Barry finds himself unable to speak, not with Caitlin’s lips on his. He stiffens in surprise, and then just when his brain finally screams Kiss her back, you fool! she pulls away abruptly, embarrassed.

“Um, that was—that was completely inappropriate, I’m sorry. I just got excited, and…” 

But then Barry finds his body belatedly obeying his brain’s order, and before he knows it he’s wrapping an arm around her waist and kissing her back and she’s placing a hand on his arm and standing on her tiptoes to deepen the kiss, and when they finally pull apart for air they’re both incredulous and breathless.

Barry licks his lips and clears his throat. “Well.”

“Well,” she returns.

“Well, now we’re both equally inappropriate.”

“Yes, that should neutralise the inappropriateness of it. Two negatives make a positive, and all that.” 

“We should, uh, be inappropriate more often. If I’d known that telling girls I was keeping dead bodies made them want to do inappropriate things to me—”

She slaps his arm and laughs. “You’re incorrigible.”

“You seem to like it.”

“Only because you seem to like me,” she returns, her tone teasing.

“Well, a little bit,” he confesses, rubbing the back of his neck and smiling sheepishly. “You are a very pretty trespasser.”

She gives him a fond smile and bites her lip. “You know,” she says softly, “I’m glad it was your apartment I broke into.”

He grins. “So now you admit that you broke in.”

“Oh, shut up,” she laughs. “I was trying to save the world.”

“And you will,” he says.
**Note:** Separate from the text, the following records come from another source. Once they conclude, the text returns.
PR #11113, opened 2025-01-23
fix(fulfillment): migration so rules

carlos-r-l-rodrigues:


olivermrbl (approved):
third times a charm 😄

PR #11117, opened 2025-01-23
docs: documet support for type aliases

shahednasser:
Document that we don't support type aliases by default + how to configure them.

Closes DX-1280


shahednasser:
@adrien2p maybe you have some input on this?

PR #11151, opened 2025-01-25
feat(medusa): add sku to variant query params

riqwan:
what:

- adds sku to variant query params


carlos-r-l-rodrigues (approved):

kasperkristensen (commented):
Should we also update the HTTP types? 😄

riqwan:
good point, added @kasperkristensen! 💪🏻

PR #11161, opened 2025-01-27
feat: Add tasks orchestrator

thetutlage:
Fixes: FRMW-2885


carlos-r-l-rodrigues (approved):
LGTM

we only need a public `renewLock(entity)` method.

adrien2p (approved):

adrien2p:
> LGTM
> 
> we only need a public `renewLock(entity)` method.

The acquire lock already expand the lock timeout for a given owner id if it already exists (based on the LUA scripts at least 😅 ). Eventually we could make the acquire method public and it would do that but you think it should be handled at a higher level?

PR #11162, opened 2025-01-27
docs: fix tanstack query version

shahednasser:


EzraBerendsen:
Seems like you'd want to point to the exact version, so remove the `^` from the version.

PR #11190, opened 2025-01-28
chore(orchestration): validate PK when throwIfKeyNotFound

carlos-r-l-rodrigues:
CLOSES: FRMW-2895

Breaking change:
- If `query.graph` option `throw_if_key_not_found` is true, the primary key of the entry point is expected to be used as a filter.


packages/core/orchestration/src/joiner/remote-joiner.ts
```diff
@@ -1203,8 +1207,21 @@ export class RemoteJoiner {
       queryObj,
     })
 
+    if (options?.throwIfKeyNotFound) {
+      if (!primaryKeyArg || !primaryKeyArg.value) {
```
riqwan: sugg: should we split this into 2 different error messages to make it more specific? i.e. `primary keys weren't found` and then `value for primary keys weren't found`

riqwan (approved):
legend! 🔥

packages/core/orchestration/src/joiner/remote-joiner.ts
carlos-r-l-rodrigues: yeah. we can do that

PR #11200, opened 2025-01-28
chore(medusa): clear workflow execution

carlos-r-l-rodrigues:
CLOSES: SUP-704


carlos-r-l-rodrigues:
Should we handle this internally in the module and not expose the new method to be accessed from the app?

packages/modules/workflow-engine-inmemory/src/services/workflows-module.ts
```diff
@@ -155,4 +172,12 @@ export class WorkflowsModuleService<
   ) {
     return this.workflowOrchestratorService_.unsubscribe(args as any, context)
   }
+
+  private async clearExpiredExecutions() {
+    return this.manager_.execute(`
+      DELETE FROM workflow_execution
+      WHERE retention_time IS NOT NULL AND
+      updated_at <= (CURRENT_TIMESTAMP - INTERVAL '1 second' * retention_time);
```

He gently pushes the stray tendrils of her from her face and presses a kiss to her temple. She leans into his touch and smiles.

“No, silly,” she murmurs. “We will.”

. . .

The next day, they rise before dawn. Caitlin makes them chicken seasoned with beetroot sauce for breakfast. He teases her for her off-key singing in the shower, but he effectively shuts up when he sees her in his clothes, and they spend quite some time kissing. Barry’s already trailing open-mouthed kisses down her neck before she remembers that they’re supposed to put on their protective gear and head out to do More Important Things, and he almost suggests that they never leave his room, but fortunately for the world, doing More Important Things wins out.
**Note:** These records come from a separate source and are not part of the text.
PR #12255, opened 2025-04-22
fix: steps to return undefined and still chain the config method

thetutlage:
Fixes: FRMW-2946

### DIFF
--- a/packages/core/workflows-sdk/src/utils/composer/type.ts
+++ b/packages/core/workflows-sdk/src/utils/composer/type.ts
@@ -50,6 +50,8 @@ type ConvertHooksToFunctions<THooks extends any[]> = THooks extends [
   ? ConvertHookToObject<A> & ConvertHooksToFunctions<R>
   : {}
 
+export type Void = { " $$type": "void" }
+
 /**
  * A step function to be used in a workflow.
  *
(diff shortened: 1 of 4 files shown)


packages/core/workflows-sdk/src/utils/composer/type.ts
```diff
@@ -62,7 +64,9 @@ export type StepFunction<
 > = (KeysOfUnion<TInput> extends []
   ? // Function that doesn't expect any input
     {
-      (): WorkflowData<TOutput> & StepFunctionReturnConfig<TOutput>
+      (): TOutput & {} extends never
```
sradevski, line 67: Is the `& {}` necessary? I am just not sure what purpose it has :D

thetutlage: The goal here is to check if merging `TOutput` (aka step output) with an object produces `never`, then we should treat that output differently. 

It will produce `never` when the return value is `undefined` or `null`. But not a union of `undefined + something else`.

sradevski: 👍  TIL

carlos-r-l-rodrigues (approved):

Before they leave the house, Barry checks if all doors and windows are locked, and Caitlin locks the balcony door herself.

Then Barry takes her hand, and she smiles at him, and for the first time in years he actually thinks that they have a fighting chance of saving the world. Even if they’re going through roads littered with corpses, even if conspiracists are burning buildings again down the block, Barry feels invincible. 

Hope, he thinks, looking at her, makes him feel invincible.

It’s not much, but it’s a start, and he believes that it makes all the difference.